(Material provided Opens)

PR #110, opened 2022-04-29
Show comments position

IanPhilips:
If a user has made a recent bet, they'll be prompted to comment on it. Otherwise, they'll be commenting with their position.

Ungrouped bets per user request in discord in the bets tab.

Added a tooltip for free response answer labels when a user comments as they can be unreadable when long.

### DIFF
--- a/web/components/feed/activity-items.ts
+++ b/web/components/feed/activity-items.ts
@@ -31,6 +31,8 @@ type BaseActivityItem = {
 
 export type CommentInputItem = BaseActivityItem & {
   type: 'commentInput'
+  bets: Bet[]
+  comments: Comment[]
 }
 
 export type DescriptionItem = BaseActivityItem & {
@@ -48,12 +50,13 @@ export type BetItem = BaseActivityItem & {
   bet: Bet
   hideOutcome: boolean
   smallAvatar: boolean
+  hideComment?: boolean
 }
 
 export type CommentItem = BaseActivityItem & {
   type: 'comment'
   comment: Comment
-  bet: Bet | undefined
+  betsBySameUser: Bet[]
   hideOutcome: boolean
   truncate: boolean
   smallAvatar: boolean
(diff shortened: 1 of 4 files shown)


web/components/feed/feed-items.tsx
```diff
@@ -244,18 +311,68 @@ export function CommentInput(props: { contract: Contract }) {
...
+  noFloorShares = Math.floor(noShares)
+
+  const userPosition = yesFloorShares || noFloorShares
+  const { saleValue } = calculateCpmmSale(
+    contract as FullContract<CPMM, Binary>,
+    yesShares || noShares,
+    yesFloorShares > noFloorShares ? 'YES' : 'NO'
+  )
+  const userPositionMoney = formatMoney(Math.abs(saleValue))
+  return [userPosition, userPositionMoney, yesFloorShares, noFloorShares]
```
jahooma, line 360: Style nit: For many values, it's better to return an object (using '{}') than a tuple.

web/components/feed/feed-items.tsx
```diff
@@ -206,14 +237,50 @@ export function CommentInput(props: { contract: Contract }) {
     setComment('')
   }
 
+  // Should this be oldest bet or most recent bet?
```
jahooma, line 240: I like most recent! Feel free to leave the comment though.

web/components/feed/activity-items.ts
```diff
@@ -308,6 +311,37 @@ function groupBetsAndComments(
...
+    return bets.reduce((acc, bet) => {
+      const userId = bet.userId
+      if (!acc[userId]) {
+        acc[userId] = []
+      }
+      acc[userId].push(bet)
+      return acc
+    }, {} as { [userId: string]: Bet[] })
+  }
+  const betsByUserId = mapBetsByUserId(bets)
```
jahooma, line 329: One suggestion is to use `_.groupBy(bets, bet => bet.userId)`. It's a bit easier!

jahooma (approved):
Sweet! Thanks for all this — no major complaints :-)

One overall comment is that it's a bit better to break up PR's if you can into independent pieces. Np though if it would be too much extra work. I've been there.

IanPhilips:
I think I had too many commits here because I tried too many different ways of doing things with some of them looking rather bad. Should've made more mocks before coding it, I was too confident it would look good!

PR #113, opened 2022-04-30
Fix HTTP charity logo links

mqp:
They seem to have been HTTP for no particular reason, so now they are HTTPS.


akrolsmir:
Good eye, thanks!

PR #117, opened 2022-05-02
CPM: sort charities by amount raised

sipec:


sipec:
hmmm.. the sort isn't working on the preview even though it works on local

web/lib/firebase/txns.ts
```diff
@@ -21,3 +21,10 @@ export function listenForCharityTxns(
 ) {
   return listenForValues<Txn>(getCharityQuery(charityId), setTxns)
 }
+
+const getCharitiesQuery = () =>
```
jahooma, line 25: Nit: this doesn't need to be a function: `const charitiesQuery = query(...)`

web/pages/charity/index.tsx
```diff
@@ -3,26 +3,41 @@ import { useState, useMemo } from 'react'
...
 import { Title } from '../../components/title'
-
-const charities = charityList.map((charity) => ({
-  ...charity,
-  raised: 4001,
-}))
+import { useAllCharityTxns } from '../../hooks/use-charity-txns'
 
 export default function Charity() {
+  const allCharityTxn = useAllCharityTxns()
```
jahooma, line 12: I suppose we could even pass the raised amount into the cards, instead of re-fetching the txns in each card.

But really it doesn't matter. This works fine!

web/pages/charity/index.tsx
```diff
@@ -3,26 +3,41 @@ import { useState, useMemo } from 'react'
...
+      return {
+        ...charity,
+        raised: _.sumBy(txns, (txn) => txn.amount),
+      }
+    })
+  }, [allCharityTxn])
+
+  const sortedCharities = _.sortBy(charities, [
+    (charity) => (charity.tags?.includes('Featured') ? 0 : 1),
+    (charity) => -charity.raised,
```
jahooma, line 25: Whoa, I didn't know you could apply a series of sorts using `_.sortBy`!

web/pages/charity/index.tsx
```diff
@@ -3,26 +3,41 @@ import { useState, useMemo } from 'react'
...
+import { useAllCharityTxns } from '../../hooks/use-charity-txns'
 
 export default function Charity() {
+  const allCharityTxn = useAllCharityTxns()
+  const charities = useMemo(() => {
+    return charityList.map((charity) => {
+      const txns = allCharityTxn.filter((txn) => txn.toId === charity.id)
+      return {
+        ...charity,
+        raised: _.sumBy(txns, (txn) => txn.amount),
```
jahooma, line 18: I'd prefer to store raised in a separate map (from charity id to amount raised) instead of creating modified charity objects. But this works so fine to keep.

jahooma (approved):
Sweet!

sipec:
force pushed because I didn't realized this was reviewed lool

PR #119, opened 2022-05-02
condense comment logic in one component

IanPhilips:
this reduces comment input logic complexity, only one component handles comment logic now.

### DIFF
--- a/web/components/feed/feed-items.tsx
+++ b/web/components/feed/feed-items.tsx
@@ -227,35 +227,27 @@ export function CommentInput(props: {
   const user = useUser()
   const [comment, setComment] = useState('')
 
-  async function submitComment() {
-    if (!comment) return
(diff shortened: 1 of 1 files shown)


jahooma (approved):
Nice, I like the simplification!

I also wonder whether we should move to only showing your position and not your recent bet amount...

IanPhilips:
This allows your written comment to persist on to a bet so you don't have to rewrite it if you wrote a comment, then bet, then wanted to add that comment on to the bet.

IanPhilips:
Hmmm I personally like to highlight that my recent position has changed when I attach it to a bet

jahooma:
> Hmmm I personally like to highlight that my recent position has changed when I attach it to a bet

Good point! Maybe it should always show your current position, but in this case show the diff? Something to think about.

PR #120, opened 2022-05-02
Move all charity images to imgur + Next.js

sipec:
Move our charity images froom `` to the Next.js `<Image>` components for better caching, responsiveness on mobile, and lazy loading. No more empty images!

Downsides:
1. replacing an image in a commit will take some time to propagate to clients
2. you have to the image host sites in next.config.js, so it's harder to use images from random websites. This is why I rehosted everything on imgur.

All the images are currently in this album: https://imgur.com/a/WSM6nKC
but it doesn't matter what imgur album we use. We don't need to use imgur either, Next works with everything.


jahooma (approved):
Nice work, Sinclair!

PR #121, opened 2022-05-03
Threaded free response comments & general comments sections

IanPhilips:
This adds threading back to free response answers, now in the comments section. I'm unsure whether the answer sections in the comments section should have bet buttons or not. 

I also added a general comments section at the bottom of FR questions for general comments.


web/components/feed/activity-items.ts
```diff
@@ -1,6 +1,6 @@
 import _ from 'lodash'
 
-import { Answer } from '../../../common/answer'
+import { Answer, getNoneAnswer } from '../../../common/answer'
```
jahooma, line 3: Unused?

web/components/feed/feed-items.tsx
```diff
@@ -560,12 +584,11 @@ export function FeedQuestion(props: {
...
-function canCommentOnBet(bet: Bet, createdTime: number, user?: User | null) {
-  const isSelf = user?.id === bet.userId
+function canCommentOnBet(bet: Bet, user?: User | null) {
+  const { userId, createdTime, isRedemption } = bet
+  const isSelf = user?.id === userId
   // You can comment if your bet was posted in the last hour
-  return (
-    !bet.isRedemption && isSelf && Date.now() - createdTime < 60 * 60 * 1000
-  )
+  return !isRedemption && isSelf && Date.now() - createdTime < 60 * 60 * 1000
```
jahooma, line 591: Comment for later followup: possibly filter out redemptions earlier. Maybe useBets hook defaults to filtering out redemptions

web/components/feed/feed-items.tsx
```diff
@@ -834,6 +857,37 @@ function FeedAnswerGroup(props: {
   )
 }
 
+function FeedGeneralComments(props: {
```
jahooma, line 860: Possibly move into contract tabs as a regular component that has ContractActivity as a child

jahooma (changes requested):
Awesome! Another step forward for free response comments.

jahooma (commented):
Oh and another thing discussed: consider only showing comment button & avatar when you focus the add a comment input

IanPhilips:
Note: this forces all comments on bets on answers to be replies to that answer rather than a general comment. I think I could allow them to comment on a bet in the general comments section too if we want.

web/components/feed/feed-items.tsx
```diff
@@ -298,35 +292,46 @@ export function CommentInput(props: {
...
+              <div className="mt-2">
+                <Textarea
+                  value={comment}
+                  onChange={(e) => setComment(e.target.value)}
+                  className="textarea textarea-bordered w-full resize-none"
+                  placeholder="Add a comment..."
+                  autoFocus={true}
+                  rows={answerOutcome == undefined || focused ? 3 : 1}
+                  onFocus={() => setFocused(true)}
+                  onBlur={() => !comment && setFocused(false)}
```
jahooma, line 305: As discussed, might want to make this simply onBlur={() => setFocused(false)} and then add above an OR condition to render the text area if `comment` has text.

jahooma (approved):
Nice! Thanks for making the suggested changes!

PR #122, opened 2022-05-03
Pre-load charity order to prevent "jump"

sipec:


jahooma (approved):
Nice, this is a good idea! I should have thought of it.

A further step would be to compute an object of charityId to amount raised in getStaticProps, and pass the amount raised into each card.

(Material provided Closes)

Work required: Within the records above, determine the number of lines that hold the word "imgur" and return only that value.

Solution to the problem: 4